====== Data shown ======
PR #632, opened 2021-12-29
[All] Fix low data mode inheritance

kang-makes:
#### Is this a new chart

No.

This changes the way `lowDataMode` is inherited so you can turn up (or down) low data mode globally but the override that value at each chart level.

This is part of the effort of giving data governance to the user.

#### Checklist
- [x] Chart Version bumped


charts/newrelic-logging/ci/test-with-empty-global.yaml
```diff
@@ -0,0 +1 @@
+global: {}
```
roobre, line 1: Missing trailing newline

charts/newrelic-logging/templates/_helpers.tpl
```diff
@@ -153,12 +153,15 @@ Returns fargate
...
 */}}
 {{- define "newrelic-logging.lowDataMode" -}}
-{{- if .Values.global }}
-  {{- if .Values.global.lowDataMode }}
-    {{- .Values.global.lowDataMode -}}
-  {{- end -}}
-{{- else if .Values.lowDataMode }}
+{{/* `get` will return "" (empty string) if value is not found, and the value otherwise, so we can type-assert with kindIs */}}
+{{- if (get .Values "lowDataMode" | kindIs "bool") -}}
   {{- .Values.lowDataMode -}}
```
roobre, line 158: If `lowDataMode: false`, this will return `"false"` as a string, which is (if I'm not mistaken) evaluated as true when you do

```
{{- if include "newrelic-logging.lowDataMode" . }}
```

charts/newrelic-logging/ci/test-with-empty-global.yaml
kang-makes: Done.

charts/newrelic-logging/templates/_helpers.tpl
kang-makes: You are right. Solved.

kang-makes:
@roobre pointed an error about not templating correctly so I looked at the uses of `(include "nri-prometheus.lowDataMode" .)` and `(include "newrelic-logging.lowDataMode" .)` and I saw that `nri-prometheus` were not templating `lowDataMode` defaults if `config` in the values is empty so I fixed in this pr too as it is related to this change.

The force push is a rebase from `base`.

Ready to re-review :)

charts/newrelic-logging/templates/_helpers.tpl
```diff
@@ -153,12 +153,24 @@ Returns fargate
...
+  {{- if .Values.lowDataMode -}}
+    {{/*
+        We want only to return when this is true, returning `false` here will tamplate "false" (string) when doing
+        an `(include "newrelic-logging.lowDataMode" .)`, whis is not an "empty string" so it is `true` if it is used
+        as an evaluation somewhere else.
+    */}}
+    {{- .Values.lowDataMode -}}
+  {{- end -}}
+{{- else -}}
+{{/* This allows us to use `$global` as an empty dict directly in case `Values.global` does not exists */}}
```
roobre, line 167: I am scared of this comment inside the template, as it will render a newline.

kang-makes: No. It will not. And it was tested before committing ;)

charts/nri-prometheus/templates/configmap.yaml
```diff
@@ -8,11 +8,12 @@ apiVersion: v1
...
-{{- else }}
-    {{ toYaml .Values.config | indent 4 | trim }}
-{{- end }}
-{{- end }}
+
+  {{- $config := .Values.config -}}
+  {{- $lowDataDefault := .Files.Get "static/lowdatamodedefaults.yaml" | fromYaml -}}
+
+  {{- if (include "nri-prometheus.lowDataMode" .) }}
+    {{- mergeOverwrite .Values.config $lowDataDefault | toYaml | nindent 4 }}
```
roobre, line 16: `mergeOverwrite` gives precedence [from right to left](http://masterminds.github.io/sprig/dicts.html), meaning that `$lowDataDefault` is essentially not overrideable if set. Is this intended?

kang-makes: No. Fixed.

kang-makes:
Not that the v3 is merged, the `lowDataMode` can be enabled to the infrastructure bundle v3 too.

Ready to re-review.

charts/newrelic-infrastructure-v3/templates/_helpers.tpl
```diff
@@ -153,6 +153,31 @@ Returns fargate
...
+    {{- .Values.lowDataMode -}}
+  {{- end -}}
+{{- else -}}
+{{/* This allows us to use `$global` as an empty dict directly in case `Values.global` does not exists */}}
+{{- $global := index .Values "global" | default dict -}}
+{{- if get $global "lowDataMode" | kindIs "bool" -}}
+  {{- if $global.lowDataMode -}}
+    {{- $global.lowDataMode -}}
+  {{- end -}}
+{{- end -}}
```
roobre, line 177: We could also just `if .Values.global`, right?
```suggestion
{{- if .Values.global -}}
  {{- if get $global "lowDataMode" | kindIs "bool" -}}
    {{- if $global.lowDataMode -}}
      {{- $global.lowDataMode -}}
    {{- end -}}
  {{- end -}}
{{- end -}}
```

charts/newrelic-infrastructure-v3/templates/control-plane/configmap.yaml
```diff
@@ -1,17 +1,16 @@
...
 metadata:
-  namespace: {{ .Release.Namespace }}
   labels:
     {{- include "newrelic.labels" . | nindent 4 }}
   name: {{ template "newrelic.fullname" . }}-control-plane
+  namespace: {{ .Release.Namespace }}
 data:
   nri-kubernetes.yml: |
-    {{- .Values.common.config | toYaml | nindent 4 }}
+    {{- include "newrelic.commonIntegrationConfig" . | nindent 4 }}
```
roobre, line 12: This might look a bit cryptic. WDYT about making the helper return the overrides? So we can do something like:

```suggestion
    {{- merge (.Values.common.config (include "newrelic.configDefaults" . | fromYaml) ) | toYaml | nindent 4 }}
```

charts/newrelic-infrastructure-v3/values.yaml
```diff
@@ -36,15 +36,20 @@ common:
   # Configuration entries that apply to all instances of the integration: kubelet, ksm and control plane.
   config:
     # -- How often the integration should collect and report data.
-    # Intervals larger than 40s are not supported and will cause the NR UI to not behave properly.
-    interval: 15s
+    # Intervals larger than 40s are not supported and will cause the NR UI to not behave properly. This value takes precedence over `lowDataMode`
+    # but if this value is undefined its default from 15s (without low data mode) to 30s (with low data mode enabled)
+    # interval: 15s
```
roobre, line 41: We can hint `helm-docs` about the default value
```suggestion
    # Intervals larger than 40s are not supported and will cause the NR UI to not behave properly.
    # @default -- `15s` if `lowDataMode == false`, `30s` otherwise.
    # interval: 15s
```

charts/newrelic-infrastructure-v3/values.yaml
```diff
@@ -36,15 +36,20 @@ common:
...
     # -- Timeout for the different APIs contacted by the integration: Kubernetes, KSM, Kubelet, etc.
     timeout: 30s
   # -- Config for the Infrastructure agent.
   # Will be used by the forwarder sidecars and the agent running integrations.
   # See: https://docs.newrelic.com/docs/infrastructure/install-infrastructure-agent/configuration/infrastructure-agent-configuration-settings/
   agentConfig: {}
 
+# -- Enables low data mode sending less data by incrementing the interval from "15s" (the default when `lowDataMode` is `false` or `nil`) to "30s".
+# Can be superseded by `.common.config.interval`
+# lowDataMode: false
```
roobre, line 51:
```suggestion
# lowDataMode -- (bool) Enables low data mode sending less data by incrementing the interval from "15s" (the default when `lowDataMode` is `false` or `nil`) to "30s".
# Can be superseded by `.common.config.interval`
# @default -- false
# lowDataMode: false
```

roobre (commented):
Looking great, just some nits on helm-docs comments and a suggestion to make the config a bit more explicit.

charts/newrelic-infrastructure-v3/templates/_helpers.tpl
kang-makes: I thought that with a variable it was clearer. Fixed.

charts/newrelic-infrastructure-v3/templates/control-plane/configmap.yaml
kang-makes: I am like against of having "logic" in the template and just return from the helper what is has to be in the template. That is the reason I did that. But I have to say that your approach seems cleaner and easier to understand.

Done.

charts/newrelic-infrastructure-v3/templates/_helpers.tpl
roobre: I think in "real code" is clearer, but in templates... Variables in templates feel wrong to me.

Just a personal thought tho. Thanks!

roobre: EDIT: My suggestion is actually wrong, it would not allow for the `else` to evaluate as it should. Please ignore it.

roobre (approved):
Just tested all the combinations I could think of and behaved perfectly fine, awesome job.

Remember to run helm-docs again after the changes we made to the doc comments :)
======
Within the records, on how many lines does the word "include" appear? Provide the number alone.

7